Furthermore, only the second lamp 5 corresponding to the second stability determination level Jt is provided, and when the fluctuation of the load data is settled within the first stability determination level J, the counting results are transferred to an external device and printed on the printer. It is also possible to configure the system to automatically print the information using a method such as the above, thereby making it possible to perform counting operations more efficiently.

Also, if the unit weight value is updated only under very limited conditions and only rarely, for example, during the first two or three counting operations after initializing the unit weight value. This corresponds to a counting scale in which the unit weight value can be updated only when the unit weight value is updatable. is preferred. Then, the lamp L is turned on in a state where the above-mentioned unit weight value can be updated.

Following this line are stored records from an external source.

PR #2313, opened 2024-02-12
[benchmark] add shared code parsing utils

EricWrightAtWork:
Newer versions of GPT (1106, 0125) often respond to coding prompts with code in markdown tags - this breaks some existing post-processing/parsing logic for 1P (babel) and 3P. Added the following changes:

* Updated the HumanEval custom post-proc script to handle tagged responses


assets/aml-benchmark/tests/test_evaluation_utils.py
```diff
@@ -0,0 +1,32 @@
+# Copyright (c) Microsoft Corporation.
+# Licensed under the MIT License.
+
+"""Tests for common evaluation utilities."""
+
+import pytest
+
+from aml_benchmark.utils.evaluation_utils import extract_python_function, extract_text_from_markdown_tag
```
iamrk04, line 8: This import should fail if the package isn't installed, which mostly is the case. We can fix this for everyone by adding the following statements in `./assets/aml-benchmark/tests/__init__.py`:
```
import sys

from .test_utils import get_src_dir


path = get_src_dir()
if path not in sys.path:
    sys.path.append(path)

```

iamrk04 (changes requested):

assets/aml-benchmark/scripts/custom_inference_postprocessors/humaneval.py
```diff
@@ -172,9 +174,9 @@ def run_humaneval_postprocessor(
         gt = "\n" + row["test"] + "\n" + "check(" + row["entry_point"] + ")"
         if str("def " + row["entry_point"] + "(") in row["original_prediction"]:
             # If the model regenerates the prompt/ function name
-            pred_combined_prompt = row["original_prediction"]
+            pred_combined_prompt = extract_text_from_markdown_tag(row["original_prediction"], tag_type='python')
```
arun-rajora, line 177: Should we also handle the scenario where model does not output python and only the backticks with the code in it (so tag_type is empty string)?

assets/aml-benchmark/scripts/custom_inference_postprocessors/humaneval.py
```diff
@@ -15,6 +15,8 @@
 from datasets import load_dataset
 from typing import Any, Dict, List, Union
 
+from aml_benchmark.utils.evaluation_utils import extract_text_from_markdown_tag
```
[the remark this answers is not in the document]
EricWrightAtWork: Moved the utility - so, the import is gone.

assets/aml-benchmark/scripts/custom_inference_postprocessors/humaneval.py
EricWrightAtWork: This should already be covered by the function - though not used for that in this post-processor

iamrk04 (approved):

SamGos93 (approved):

PR #2314, opened 2024-02-13
Add GenAI Preprocessor logic

alanpo1:
sample e2e component test: https://ml.azure.com/experiments/id/15d0d2a8-d3fb-41ef-8609-72af4968f196/runs/modest_carpet_b58g2pwb8t?wsid=/subscriptions/5fca341e-4ec3-45bd-b006-a7648d9376c5/resourceGroups/modelmonitoring-e2e-rg/providers/Microsoft.MachineLearningServices/workspaces/momo-e2e-test-ws-eastus&tid=72f988bf-86f1-41af-91ab-2d7cd011db47#


assets/model_monitoring/components/src/model_data_collector_preprocessor/genai_run.py
```diff
@@ -3,4 +3,138 @@
...
+    """
+    df = df.withColumns(
+        {'end_time': df.end_time.cast(TimestampType()), 'start_time': df.start_time.cast(TimestampType())}
+    )
+
+    df = _promote_fields_from_attributes(df)
+
+    # Cast all remaining fields in attributes to string to make it Map(String, String),
+    # or make it json string, for easier schema unifying
+    df = _convert_complex_columns_to_json_string(df)
```
RichardLi1437, line 71: so your choice is to make it a json string, then please update the comment.

assets/model_monitoring/components/src/model_data_collector_preprocessor/genai_run.py
```diff
@@ -3,4 +3,138 @@
...
+def run():
+    """Compute data window and preprocess data from MDC."""
+    # Parse arguments
+    parser = argparse.ArgumentParser()
+    parser.add_argument("--data_window_start", type=str)
+    parser.add_argument("--data_window_end", type=str)
+    parser.add_argument("--input_data", type=str)
+    parser.add_argument("--preprocessed_span_data", type=str)
+    parser.add_argument("--aggregated_trace_data", type=str)
+    args = parser.parse_args()
```
RichardLi1437, line 128: we should have a flag --require_trace_data, if it is set, we do the trace aggregation, otherwise just do the span processing. This is for some metrics it only require span log as input so we can skip trace aggregation to save resource and time.

assets/model_monitoring/components/model_monitor/genai_mdc_preprocessor/spec.yaml
RichardLi1437, line 1: we need 
```yaml
  require_trace_data:
    type; bool
    default: true
```
in `inputs`, if true, aggregate span to trace, if false, skip aggregation just output the span log. The trace output of this component is optional.
This is for some metrics that only require span as input, we can skip trace aggregation to save resource and time.
This is a P2 feature, so you can add this in a separate PR, but please don't miss it.

assets/model_monitoring/components/src/model_data_collector_preprocessor/genai_run.py
```diff
@@ -3,4 +3,138 @@
...
+    Args:
+        df: The raw span logs data in a dataframe.
+    """
+    def try_get_df_column(df: DataFrame, name: str):
+        try:
+            return df[name]
+        except AnalysisException:
+            return None
+
+    df = df.withColumns(
```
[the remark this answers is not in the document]
alanpo1: Yes, will do in later PR v1 will have all data.

assets/model_monitoring/components/src/model_data_collector_preprocessor/genai_run.py
```diff
@@ -3,4 +3,138 @@
...
+        {
+            key: df_column for key, col_name in _get_important_field_mapping().items()
+            if (df_column := try_get_df_column(df, col_name)) is not None
```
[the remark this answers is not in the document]
alanpo1: Yes I think your logic is correct. I suppose I should handle adding None column if we require it going forward. Will include in v2 PR.

assets/model_monitoring/components/src/model_data_collector_preprocessor/genai_run.py
alanpo1: added flag.

assets/model_monitoring/components/model_monitor/genai_mdc_preprocessor/spec.yaml
alanpo1: Will add in v2 PR.

ycheng35xo (approved):

assets/model_monitoring/components/src/model_data_collector_preprocessor/span_tree_utils.py
```diff
@@ -0,0 +1,168 @@
...
+        self._load_json_tree_lazy = False
+
+    @classmethod
+    def create_tree_from_json_string(cls, json_string: str, load_tree_lazy: bool = False) -> "SpanTree":
+        """Create SpanTree object from "root_span" json string."""
+        obj = cls.__new__(cls)
+        super(SpanTree, obj).__init__()
+        obj._load_json_tree_lazy = load_tree_lazy
+        # Default behavior is to load the whole tree from top level json string.
+        # TODO: Stretch goal will be to load the tree lazily one level at a time to save computation/space.
```
RichardLi1437, line 107: I'm wondering how you want to do this lazy loading, user may not access the tree level by level, in fact, more likely, they may access some specific branches till leaf span and skip other branches in the tree.
If we can do on demand loading, I'm good, but I'm afraid this ends up with each node access require a deserialization of the whole json string, if that's the case, why not just load them all.

alanpo1: When I wrote level I meant node, so I was thinking to have a mechanism to load the json of each node on-demand and skip the rest of the children nodes below it. The children of a node are serialized as a list of json strings so then when we load the tree node they could stay as json strings and only if we want to access the children would we deserialize each node on demand. I've been thinking about it and not sure if this would be worth the extra complexity so I was actually probably going to abandon that mechanism.

assets/model_monitoring/components/src/model_data_collector_preprocessor/span_tree_utils.py
```diff
@@ -0,0 +1,168 @@
...
+        if self.root_span is None:
+            return
+        for span in self.root_span.__iter__():
+            yield span
+
+    def _from_json_str_repr(self, json_string: str) -> SpanTreeNode:
+        """Convert json string to SpanTree Node fully."""
+        output_node = SpanTreeNode.create_node_from_json_str(json_string)
+        child_subtree_nodes = []
+        for child in output_node.children:
```
RichardLi1437, line 149: I believe we should move this children logic to SpanTreeNode

assets/model_monitoring/components/src/model_data_collector_preprocessor/span_tree_utils.py
```diff
@@ -0,0 +1,168 @@
...
+
+    def _to_json_str_repr(self, curr_span: SpanTreeNode) -> str:
+        """Recursively get tree structure JSON string."""
+        output = curr_span.to_dict()
+        start_time: datetime = output['start_time']  # type: ignore
+        end_time: datetime = output['end_time']  # type: ignore
+        output['start_time'] = start_time.isoformat()
+        output['end_time'] = end_time.isoformat()
+
+        child_subtree_strs = []
```
RichardLi1437, line 163: I believe we should move this children logic to SpanTreeNode

assets/model_monitoring/components/src/model_data_collector_preprocessor/span_tree_utils.py
```diff
@@ -0,0 +1,168 @@
...
+
+    def to_dict(self) -> dict:
+        """Get dictionary representation of SpanTreeNode."""
+        span_row_dict = self.span_row.asDict()
+        span_row_dict['children'] = self.children
+        return span_row_dict
+
+    def __iter__(self) -> Iterator["SpanTreeNode"]:
+        """Iterate over current span and child spans."""
+        for child_span in self._children:
```
RichardLi1437, line 81: we should use `self._children or []` in case _children is None

assets/model_monitoring/components/src/model_data_collector_preprocessor/span_tree_utils.py
```diff
@@ -0,0 +1,168 @@
...
+
+        obj = cls.__new__(cls)
+        super(SpanTreeNode, obj).__init__()
+        obj._span_row = new_row
+        obj._children = children
+        return obj
+
+    def insert_child(self, span: "SpanTreeNode") -> None:
+        """Insert a child span in ascending time order due to __lt__()."""
+        bisect.insort(self._children, span)
```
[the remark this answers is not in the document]
alanpo1: spark 3.1 uses python 3.8.10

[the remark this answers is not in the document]
alanpo1: Bisect is available yes. The only issue previously mentioned was that bisect didn't have a key-word "key" to set the sort-by ordering in python3.8. That's why I defined a custom __lt__() function

ycheng35xo (approved):

assets/model_monitoring/components/src/model_data_collector_preprocessor/span_tree_utils.py
```diff
@@ -0,0 +1,168 @@
...
+        """Get the span's children as list."""
+        return self._children
+
+    @children.setter
+    def children(self, value: list) -> None:
+        """Set the span's children."""
+        self._children = value
+
+    @property
+    def span_row(self) -> Row:
```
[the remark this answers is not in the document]
alanpo1: will do in v2

assets/model_monitoring/components/src/model_data_collector_preprocessor/genai_run.py
```diff
@@ -3,4 +3,141 @@
...
+        data_window_end: The end date of the data window.
+        input_data: The data asset on which the date filter is applied.
+        preprocessed_span_data: The mltable path pointing to location where the
+        outputted span logs mltable will be written to.
+        aggregated_trace_data: The mltable path pointing to location where the
+        outputted aggregated trace logs mltable will be written to.
+    """
+    store_url = StoreUrl(input_data)
+
+    transformed_df = _genai_uri_folder_to_preprocessed_spark_df(data_window_start, data_window_end, store_url)
```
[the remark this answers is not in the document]
alanpo1: will do in v2

assets/model_monitoring/components/src/model_data_collector_preprocessor/span_tree_utils.py
alanpo1: will add in v2

assets/model_monitoring/components/src/model_data_collector_preprocessor/span_tree_utils.py
```diff
@@ -0,0 +1,168 @@
...
+    def show(self) -> None:
+        """Print to stdout a formatted representation of the Span Tree."""
+        if self.root_span is None:
+            return
+        self.root_span.show()
+
+    def to_json_str(self) -> str:
+        """Get tree structure as json string."""
+        if self.root_span is None:
+            return None  # type: ignore
```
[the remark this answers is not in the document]
alanpo1: Probably "null" since the schema is expecting a json string and "null" is what is outputted by json.dumps(None)

assets/model_monitoring/components/src/model_data_collector_preprocessor/span_tree_utils.py
```diff
@@ -0,0 +1,168 @@
...
+        return self._to_json_str_repr(self.root_span)
```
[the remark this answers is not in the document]
alanpo1: Working on new logic for v2 to first make the nodes into dicts and then json.dumps them.

assets/model_monitoring/components/src/model_data_collector_preprocessor/span_tree_utils.py
alanpo1: In v2.

assets/model_monitoring/components/src/model_data_collector_preprocessor/span_tree_utils.py
alanpo1: in v2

When the lamp Lt is lit, the lamp Lt is automatically turned on and off based on the stability determination result using the second stability determination level J2 described above.

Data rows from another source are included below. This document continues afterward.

PR #2359, opened 2024-02-21
Add input schema adaptor to gsq signal graph

alanpo1:
Preprocessor into new GSQ signal:
https://ml.azure.com/runs/2ad28f1e-5ba9-480b-81f5-93a383498043?wsid=/subscriptions/5f08d643-1910-4a38-a7c7-84a39d4f42e0/resourceGroups/model-monitoring-bugbash-2023-05-09-rg/providers/Microsoft.MachineLearningServices/workspaces/momo-bugbash-2023-05-09-ws&tid=72f988bf-86f1-41af-91ab-2d7cd011db47#


assets/model_monitoring/components/tests/unit/test_gsq_input_schema_adaptor.py
```diff
@@ -0,0 +1,124 @@
...
+    )
+
+    _expected_gsq_input_schema_extra = StructType(
+        [
+            StructField("trace_id", StringType(), True),
+            StructField("context", StringType(), True),
+            StructField("groundtruth", StringType(), True),
+            StructField("prompt", StringType(), True),
+            StructField("output", StringType(), True),
+            StructField("source", StringType(), True),
```
ycheng35xo, line 41: what does this source mean? Sometimes the output has 2 parameters inside it?

alanpo1: source was just a randomly named extra key that I included in the data to test behavior when there are extra data in the input/output dicts.

ycheng35xo: So basically we want to expand all the fields in "input" and "output" as an individual column in gsq input? And the groundtruth, context, .. those information will be part of the "input"? Is my understanding correct?

alanpo1: Yes that's correct. We cannot know the 'input' and 'output' schema in the adaptor that is up to the user we just expand and pass on to the gsq where they give us the column mapping.

alanpo1:
@RichardLi1437 Do you have more info on if we will be able to get GSQ expected columns logged in the raw mdc logs? For example, the gsq needs 'question', 'answer', 'context', and 'ground-truth' columns to be specified but for a promptflow deployment with MDC enabled will we be sure those columns are logged in the attributes field?

assets/model_monitoring/components/src/shared_utilities/constants.py
```diff
@@ -91,6 +91,10 @@
 MDC_DATA_COLUMN = 'data'
 MDC_DATAREF_COLUMN = 'dataref'
 
+# Column names in GenAI Preprocessor
+GENAI_ROOT_SPAN_SCHEMA_COLUMN = "root_span"
```
imatiach-msft, line 95: nice maybe I can re-use these same constants in GSQ

imatiach-msft (approved):

RichardLi1437:
> @RichardLi1437 Do you have more info on if we will be able to get GSQ expected columns logged in the raw mdc logs? For example, the gsq needs 'question', 'answer', 'context', and 'ground-truth' columns to be specified but for a promptflow deployment with MDC enabled will we be sure those columns are logged in the attributes field?
yes, they should be in input/output of root span. BTW: not necessary question, answer, user should provide column mapping to map their column(s) to question, answer, context, ground truth.

assets/model_monitoring/components/src/generation_safety_quality/input_schema_adaptor/run.py
```diff
@@ -5,10 +5,55 @@
...
+
+    spark = init_spark()
+    try:
+        input_schema = spark.read.json(df.rdd.map(lambda row: row.input), mode="FAILFAST").schema
+        output_schema = spark.read.json(df.rdd.map(lambda row: row.output), mode="FAILFAST").schema
+    except Exception as ex:
+        if "Malformed records are detected in schema inference. Parse Mode: FAILFAST." in str(ex):
+            raise InvalidInputError(
+                "Failed to parse the input/output column json string for the trace logs provided."
+                " The input/output columns in the inputted production data are not in a parseable" +
```
RichardLi1437, line 36: the trailing + is not necessary.

assets/model_monitoring/components/src/generation_safety_quality/input_schema_adaptor/run.py
```diff
@@ -5,10 +5,55 @@
...
+    """Adapt the input dataframe schema to fit GSQ input schema."""
+    df_field_names = df.schema.fieldNames()
+
+    # check if we need to adapt the schema
+    if GENAI_ROOT_SPAN_SCHEMA_COLUMN not in df_field_names and GENAI_TRACE_ID_SCHEMA_COLUMN not in df_field_names:
+        return df
+
+    spark = init_spark()
+    try:
+        input_schema = spark.read.json(df.rdd.map(lambda row: row.input), mode="FAILFAST").schema
```
RichardLi1437, line 30: the input is the trace log of our GenAI preprocessor output, right? I'm thinking may be we can only retrieve the input/output schema from the first, say, 100 rows instead of the whole df to save resources, any concern?

assets/model_monitoring/components/src/generation_safety_quality/input_schema_adaptor/run.py
```diff
@@ -5,10 +5,55 @@
...
+                " The input/output columns in the inputted production data are not in a parseable" +
+                " json string format. Please double-check the data columns are being passed or" +
+                " stored correctly."
+            )
+        raise ex
+
+    df = df.withColumns({
+        'temp_input': from_json(df.input, input_schema),
+        'temp_output': from_json(df.output, output_schema),
+    }).select('trace_id', 'temp_input.*', 'temp_output.*', 'root_span')
```
RichardLi1437, line 45: what happened if there are duplicated columns in temp_input and temp_output? this is an un-supported scenario so far, we may want to raise validation error for now, though it is an unlikely scenario.

assets/model_monitoring/components/src/generation_safety_quality/input_schema_adaptor/run.py
```diff
@@ -5,10 +5,55 @@
...
+
+    # flatten unpacked json columns to json_string if necessary
+    df = _convert_complex_columns_to_json_string(df)
+
+    df.show(truncate=False)
```
RichardLi1437, line 50: it's ok to keep it for now for debugging, please remember to remove it or set truncate=True before GA.

assets/model_monitoring/components/src/generation_safety_quality/input_schema_adaptor/run.py
```diff
@@ -5,10 +5,55 @@
...
+    if df.isEmpty():
```
RichardLi1437, line 51: I suppose we have a 1:1 row mapping between the original production_data_df and the adapted df? If so, should we do the df empty check against production_data_df instead of the adapted df?

assets/model_monitoring/components/src/generation_safety_quality/input_schema_adaptor/run.py
```diff
@@ -22,9 +67,9 @@ def run():
 
     production_data_df = try_read_mltable_in_spark_with_error(args.production_dataset, "production_dataset")
 
-    # TODO: Add input schema adaptor logic. For now just pass data through.
+    transformed_df = _adapt_input_data_schema(production_data_df)
```
RichardLi1437, line 70: rename to adapted_df

assets/model_monitoring/components/generation_safety_quality/generation_safety_quality_signal_monitor/spec.yaml
```diff
@@ -99,13 +99,28 @@ outputs:
...
+    component: azureml://registries/azureml/components/gsq_input_schema_adaptor/versions/0.0.2
+    inputs:
+      production_dataset:
+        type: mltable
+        path: ${{parent.inputs.production_data}}
+    outputs:
+      adapted_production_data:
+        type: mltable
+    resources:
+      instance_type: ${{parent.inputs.instance_type}}
```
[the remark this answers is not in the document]
alanpo1: As far as I know we don't support changing the `runtime_version` from the user pov so that's why we don't inherit from parent inputs. I don't think any component shares the `runtime_version` they are all static

assets/model_monitoring/components/src/generation_safety_quality/input_schema_adaptor/run.py
alanpo1: I suppose we can take a sampling of the data, it can take a while to read the json. Should we then catch errors thrown later related to the schema when we try unpacking the string with from_json()?

assets/model_monitoring/components/src/generation_safety_quality/input_schema_adaptor/run.py
alanpo1: If there are duplicated columns we will fail to save the dataframe a few lines down. I will add validation error

assets/model_monitoring/components/src/generation_safety_quality/input_schema_adaptor/run.py
alanpo1: We already have those validations when reading from mltable. I actually will remove this isEmpty() check since I added it before including the 'trace_id' and 'root_span' columns in the output df. I was trying to check if the input/output columns have no nested data but that will just be passed down stream and fail in the gsq.

assets/model_monitoring/components/src/generation_safety_quality/input_schema_adaptor/run.py
alanpo1: Do you think we should use a fraction of rows as opposed to a set number? I was thinking sample 20%

assets/model_monitoring/components/src/shared_utilities/df_utils.py
```diff
@@ -240,3 +240,8 @@ def try_get_df_column(df: pyspark_sql.DataFrame, name: str) -> Optional[pyspark_
         return df[name]
     except AnalysisException:
         return None
+
+
+def has_duplicated_columns(df: pyspark_sql.DataFrame) -> bool:
+    """Check if a dataframe has duplicate columns."""
+    return not df.groupBy(df.columns).count().where("count > 1").isEmpty()
```
RichardLi1437, line 247: have you tested this? per my test, this will throw below exception if there are duplicated column names in df:
AnalysisException: [AMBIGUOUS_REFERENCE] Reference `<col_name>` is ambiguous, could be: [`<col_name>`, `<col_name>`].
I think we can simply check if df.columns has duplication. like below:
```py
def has_duplicated_columns(df):
  col_names = df.columns
  col_names_set = set(col_names)
  return len(col_names) > len(col_names_set)
```

RichardLi1437 (approved):

ycheng35xo (approved):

When the lamp Lx is off, the lamp Lx is automatically turned on and off based on the stability determination result using the first stability determination level J. By doing this, it is known in advance whether or not the unit weight value can be updated, and the lamps Ll, L! This can be determined by the lighting of the other side, and unnecessary careful counting work is eliminated when updating is impossible.

<Effects of the Invention> As explained above, according to the present invention, the stability of load data is determined using the first discrimination level and the second discrimination level, which is stricter than the first discrimination level, and the load data When the number of pieces falls within the first discrimination level, it is notified that the number display is accurate, or the calculated number of pieces is output to the outside, and the load data falls within the second discrimination level. Since the unit weight value is configured to be updated only occasionally, it is possible to maintain the function of improving counting accuracy by updating the unit weight, and to more quickly notify that the displayed value is accurate. Able to perform accurate and efficient counting work.

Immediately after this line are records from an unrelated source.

PR #2366, opened 2024-02-22
Added CPU minimal 20.04 python 3.11 and 22.04 python 3.11 

amarahiqbal:
New curated envionments
	- Added minimal-ubuntu22.04-py311-cpu-inference
	- Added minimal-ubuntu20.04-py311-cpu-inference


vizhur (changes requested):
please have MCR and ownership PRs first

PR #2388, opened 2024-02-26
Enabling OssFlavoured tags for the model that supports OSS

HrishikeshGeedMS:


assets/models/system/bert-base-cased/spec.yaml
```diff
@@ -16,6 +16,7 @@ tags:
   license: apache-2.0
   model_specific_defaults : {'apply_deepspeed': 'true', 'apply_lora': 'true', 'apply_ort': 'true'}
   SharedComputeCapacityEnabled: ''
+  mlflow_flavor: transformers
```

[Brief explanation of the drawing]

Figure 1 is a basic conceptual diagram showing the configuration of the present invention, Figure 2 is a block diagram showing the configuration of an embodiment of the present invention, and Figure 3 is the ROM.
22 is a flowchart showing the contents of the program written in FIG. 22, and FIG. 4 is an explanatory diagram of its operation. 1...Load detection section 1a...Dish 2...Control section 21... CPU 22... ROM 23... RAM 3... Digital display 4... First lamp 5... ...Second lamp patent applicant Shimadzu Corporation Representative Patent attorney Nishi 1) New Figure 2 Figure 4 f

Claims (1)

[Claims] weight determining means for determining the weight of the sample on the dish based on data from the load detection section; number calculating means for calculating the number of samples on the dish by dividing the determined weight by the content of the unit weight memory; In a scale equipped with unit weight updating means for calculating the sample unit weight by dividing the sample weight determined by the weight determining means by the calculated number and updating the contents of the unit weight memory, First and second stability determining means for determining whether or not the data from the load detection section is stable using a first determining level and a second determining level that is stricter than the first determining level, respectively. and when the first stability determining means determines that the sample is stable, it notifies to that effect or outputs the calculated value of the number of samples by the number calculating means at that time to the outside, and also performs the second stability determining means. An electronic counting scale characterized in that the unit weight updating means executes an update only when the means determines that the unit weight is stable.